Ahora no eran dos sino tres los guardaespaldas, quedando el tercero a dos metros
de distancia por detrás del profeta, para asegurar un refuerzo en alguna nueva
eventualidad. De las cuatro van ahora quedaban dos en las esquinas de la cuadra
del templo, y las otras dos a media cuadra, y eran esos hombres los encargados de
determinar qué hermanos podían entrar a la reunión con el profeta.

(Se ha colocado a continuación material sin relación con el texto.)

Issue #468, opened 2025-11-23
Failing to load permissions for repo


bncer:
Command `cargo run ...` building, but fails on running:
```
2025-11-23T22:05:41.099116Z ERROR bors: Error: Failed to load repository bncer/boring-test: Cannot load repository Some("bncer/boring-test"): Could not load permissions for r
epository bncer/boring-test

Caused by:
    Cannot load review users: Cannot load users from team API: reqwest::Error { kind: Status(404, None), url: "https://team-api.infra.rust-lang.org/v1/permissions/bors.boring_test.review.json" }
```
`boring_test` - it's my github repo to test bors

It's because [permissions/bors.rust.review.json](https://team-api.infra.rust-lang.org/v1/permissions/bors.rust.review.json) does not exist for dev environment and json doesn't contain other contributors github UserId.

@Kobzol Can I work on that? 
What method do you suggest to handle local development?

bncer:
I will make as soon as I have a time

PR #477, opened 2025-12-05
Note about private key on local development experience

bncer:
Related to a [comment](https://github.com/rust-lang/bors/issues/468#issuecomment-3568404708)
It's about how to help people to setup local environment in terminal (bash, fish) to test bors.

I found essential part which triggered the fail, it's one `\n`  at the beginning of env var. Main reason for the cause is unknown - it may be terminal providing, arg parser...

### DIFF
--- a/docs/development.md
+++ b/docs/development.md
@@ -129,7 +129,7 @@ can still be done if needed.
 2. Run bors locally, and configure environment variables and/or command-line parameters for it:
    - Set `APP_ID` to the ID of the created GitHub app.
    - Set `WEBHOOK_SECRET` to the webhook secret of the app.
-   - Set `PRIVATE_KEY` to the private key of the app.
+   - Set `PRIVATE_KEY` to the private key of the app. **Note:** If you face an error related to the private key, you need to add `\n` at the beginning of environment variable: `\n-----BEGIN RSA PRIVATE KEY`
    - (optional) Set `WEB_URL` to the public URL of the website of the app.
    - (optional) Set `CMD_PREFIX` to the command prefix used to control the bot (e.g. `@bors`).
    - (optional) Set `PERMISSIONS` `"data/permissions"` directory path to list users with permissions to perform try/review.


docs/development.md
```diff
@@ -129,7 +129,7 @@ can still be done if needed.
 2. Run bors locally, and configure environment variables and/or command-line parameters for it:
    - Set `APP_ID` to the ID of the created GitHub app.
    - Set `WEBHOOK_SECRET` to the webhook secret of the app.
-   - Set `PRIVATE_KEY` to the private key of the app.
+   - Set `PRIVATE_KEY` to the private key of the app. **Note:** If you face an error related to the private key, you need to add `\n` at the beginning of environment variable: `\n-----BEGIN RSA PRIVATE KEY`
```
Kobzol, line 132: I tried it in my terminal and it was enough to `export PRIVATE_KEY=<paste from GitHub>`. But the important part was then using `"${PRIVATE_KEY}"` rather than just `${PRIVATE_KEY}` if I explicitly referred to the env. var. later.

This note seems a bit random, to be honest 😅 Did you figure out what was the problem and why did this fix it?

bncer: I tried simply paste without `\n` at env var.  And just put like that: "\n${PRIVATE_KEY}" it worked :smile:
My setup Fedora on bash/fish

Haven't understand the problem. I'm thinking about is it worth dig out further.

bncer: My error message looks following:
`error: unexpected argument '-----BEGIN RSA PRIVATE KEY-----
MII .......
.../Wt
-----END RSA PRIVATE KEY-----' found
`
`
Usage: bors --app-id <APP_ID> --private-key <PRIVATE_KEY> --webhook-secret <WEBHOOK_SECRET> --db <DB>
`

bncer: I found the cause in [a clap test](https://github.com/clap-rs/clap/blob/53a69215e481c237bff5599f93bbcc7bdc6218c5/tests/builder/error.rs#L121C1-L129C41)
`'-----BEGIN...'` treated as a new argument with `--`. It resolves when I provide backslash character escaping `'\-----BEGIN...'` or `'\n-----BEGIN...'`

Clap seems to put additional backslash to special characters - `\\\\-----BEGIN RSA PRIVATE KEY-----\\n`

bncer: You can try to test this by:
`--db '--postgres://bors:bors@localhost:5432/bors'` it will fail the same way :smile:

Kobzol: Good find. With knowledge comes power :) Can you try if https://github.com/rust-lang/bors/pull/478 fixes the issue for you? If yes, we don't need to document anything.

bncer: Thank you! It works smoothly  :smile:

Kobzol: Awesome :)

Issue #486, opened 2025-12-13
Show expected time on CI builds


bncer:
HI!

I will continue on [Display the time of a running build on the queue page](https://github.com/rust-lang/bors/issues/371#issuecomment-3524068014). Specifically, show expected time in form of progress bar.

I need some guidance on source code where to implement.

I did some research and my best guess was to implement [db.update_build_status](https://github.com/rust-lang/bors/blob/aee15fdf9b52117c631e8b2bd68fe56ddc245783/src/bors/handlers/workflow.rs#L271)'s similar logic (naming a new function `update_build_running_time`) and create `running_time` column in `build` table.

PR #487, opened 2025-12-13
Store duration in database

bncer:
Related to #486 

Note:
- running_time from [BorsRepositoryEvent::WorkflowCompleted::WorkflowRunCompleted](https://github.com/rust-lang/bors/blob/9de8ed204ca6283816b6911f106835000a5f57c9/src/server/webhook.rs#L327C1-L334C15), which calculates duration
- Currently in this PR try builds written to the `duration` column of the `build` table for possible future use. Try build duration records should not effect performance, we will filter out only successfully completed auto builds.


migrations/20260113181302_add_duration_to_build.up.sql
```diff
@@ -0,0 +1,2 @@
+-- Add up migration script here
+ALTER TABLE build ADD COLUMN duration INTERVAL;
```
Kobzol, line 2: Huh, first time I see this (Postgre)SQL data type. Cute.

src/bors/handlers/workflow.rs
```diff
@@ -269,6 +269,8 @@ async fn maybe_complete_build(
     };
 
     db.update_build_status(&build, status).await?;
+    db.update_build_duration(&build, payload.running_time)
```
Kobzol: Let's modify the duration in the `db.update_build_status` call, to avoid doing two back-to-back SQL queries unnecessarily. I plan to extend the `update_build_status` function in the near future anyway.

Kobzol (commented):
Hi, thank you for the PR! Could you also add code that loads the duration from the DB into the build model? Just so that we can check that the `Interval` type can be correctly deserialized into Rust.

src/bors/handlers/workflow.rs
bncer: I was about to add duration in db.update_build_status, but saw this function was used elsewhere which changes only status.

Kobzol: That's fine, it can just be `Option<Duration>`.

bncer:
Sorry. I'm busy this week. I will do as soon as I have time

bncer:
I also tried to look into marcos `sqlx::query_as!` with `cargo expand` but couldn't do it properly so far.

bncer:
WIP. Do not review immediately, please. 
It was a bit tricky to convert database's interval to rust's duration.
Maybe I shouldn't touch the extension of update_build_{status, duration}, but I tried to show you my version of solution.
I will wrap up everything and finish as soon as possible.

src/database/operations.rs
```diff
@@ -643,15 +646,23 @@ WHERE repository = $1
...
 ) -> anyhow::Result<()> {
-    measure_db_query("update_build_status", || async {
+    measure_db_query("update_build_column", || async {
         sqlx::query!(
-            "UPDATE build SET status = $1 WHERE id = $2",
-            status as _,
+            r#"
+UPDATE build
+SET
+    status   = COALESCE($1, status),
```
Kobzol:
```suggestion
    status   = $1,
```

src/database/mod.rs
```diff
@@ -376,6 +387,45 @@ impl sqlx::Decode<'_, sqlx::Postgres> for BuildKind {
...
+        let days = total_us / 86_400_000_000;
+        let microseconds = total_us % 86_400_000_000;
+
+        let interval = PgInterval {
+            months: 0,
+            days: days as i32,
+            microseconds,
+        };
+
+        interval.encode_by_ref(buf)
```
Kobzol:
```suggestion
        self.0.encode_by_ref(buf)
```
`sqlx` implements `Encode` (but for some reason not `Decode`) for `Duration` directly.

src/bors/build_queue.rs
```diff
@@ -95,8 +95,16 @@ pub async fn handle_build_queue_event(
                         // First try to complete builds, and only then timeout then
                         // Because if the bot was offline for some time, we want to first attempt to
                         // actually finish the build, otherwise it might get instantly timeouted.
-                        if !maybe_complete_build(&repo, db, &build, &pr, &merge_queue_tx, None)
-                            .await?
+                        if !maybe_complete_build(
```
Kobzol, line 98: It's a shame to lose the build duration if we complete it from here, and not the workflow run completed event. Furthermore, to be fully general, we should ideally support having multiple workflows per build, not just one.

A more general solution would be to read the workflow runs in `maybe_complete_build`, and figure out the duration from them (take the minimum of start, maximum of end, and subtract). I'd store `Option<Duration>` in `WorkflowRun`, and fill it in `get_workflow_runs_for_commit_sha` if the workflow has completed (either successfully or failed). You can compute the duration by subtracting `run.updated_at - run.created_at`.

Kobzol (commented):
Thank you! Left some comments to simplify the `Interval` operations and about the actual build duration logic.

src/bors/build_queue.rs
bncer: Yeah, most what you are proposing I understood.

PR #547, opened 2026-01-06
fix(ci): fail if deployment goes wrong

marcoieni:
In https://docs.aws.amazon.com/cli/latest/reference/ecs/wait/services-stable.html I didn't find a way to override the default values (15 seconds and 40 attempts).


marcoieni:
This is what many people suggest online, so I would say let's test it!

Kobzol:
Ok :) Let's try.

PR #552, opened 2026-01-06
Add CI cache

Kobzol:
Hopefully this will make PR and merge queue builds faster.

### DIFF
--- a/.github/renovate.json5
+++ b/.github/renovate.json5
@@ -4,15 +4,28 @@
     "config:recommended",
     ":maintainLockFilesMonthly",
     "docker:disable",
+    "helpers:pinGitHubActionDigests"
   ],
   packageRules: [
     {
-      matchCategories: ["rust"],
-      updateTypes: ["patch"],
+      matchCategories: [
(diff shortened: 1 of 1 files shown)


.github/workflows/test.yml
```diff
@@ -24,6 +28,9 @@ jobs:
           toolchain: 1.88.0
           components: clippy, rustfmt
 
+      - name: Rust cache
+        uses: Swatinem/rust-cache@v2.8.2
```
marcoieni: a better security practice is to pin the hash of the commit, as the tags can be changed.

marcoieni: we should have renovate to update it! :)

Kobzol: Pinned. We have renovatebot, not sure if it handles GHA actions though.

marcoieni (approved):
check https://github.com/rust-lang/crates-io-auth-action/commit/4c7b24b740172de793d7d4a68571a6b14caef23c to see how renovate expects the version

PR #577, opened 2026-01-07
Add `BuildCompleted` homu-compatible comment metadata to test successful comments

Kobzol:
It is currently required by triagebot, although I would like to get rid of it eventually.


Urgau (approved):
Looks good to me compared to what triagebot [is expecting](https://github.com/rust-lang/triagebot/blob/c19f6d743e6a5c8a413d0ecd0a6f3d608a029c94/src/handlers/rustc_commits.rs#L42-L63).

PR #594, opened 2026-01-09
Implement a `@bors cancel` command

Kobzol:
This command allows cancelling a currently running auto build on a given PR, thus "yielding" its slot in the queue. The usual motivation is to start testing a different PR, which has gotten to the front of the queue in the meantime.


src/bors/command/mod.rs
```diff
@@ -130,6 +130,8 @@ pub enum BorsCommand {
     /// Set the tree closed with a priority level.
     TreeClosed(Priority),
     /// Clear a failed auto build status from an approved PR.
-    /// This will cause the merge queue to attempt to start a new auto build and retry merging the PR again.
+    /// This will cause the merge queue to eventually attempt to try to test the PR again.
     Retry,
+    /// Cancel an auto build currently running on a given PR.
```
Urgau:
```suggestion
    /// Cancel an auto build currently running on a given PR (without removing it from the queue).
```

Issue #597, opened 2026-01-09
Visited links don't have a different color


bjorn3:
The color of links is overridden, but there a rule for `a:visited` is missing, so visited links look the same as non-visited links.

https://github.com/rust-lang/bors/blob/de760673076b0128590f1147ae3abfa89d0ac853/web/templates/base.html#L118-L136

PR #603, opened 2026-01-10
#597 different color

mohit2162004:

El itinerario
oficial se había vuelto a cambiar, modificando fechas y horarios y el orden de los
templos a visitar, y restringiendo la cantidad de pastores que tenían acceso a dicho
itinerario.

Ese sábado la caravana del profeta se dirigía a un pequeño templo en Puente Alto.
Pese a que el pastor les dijo en la reunión que habían tenido que la cantidad de
asistentes sería baja dada la avanzada edad de la mayoría de los hermanos, el
equipo había decidido mantener la visita al lugar como una medida para demostrar
la ausencia de discriminación por parte del profeta. Además, por el mismo asunto de
la edad, se había decidido postergar la visita del profeta a las nueve de la mañana,
por lo que todo el movimiento en la parcela de Peñaflor había empezado una hora
más tarde, para alegría de todos los involucrados.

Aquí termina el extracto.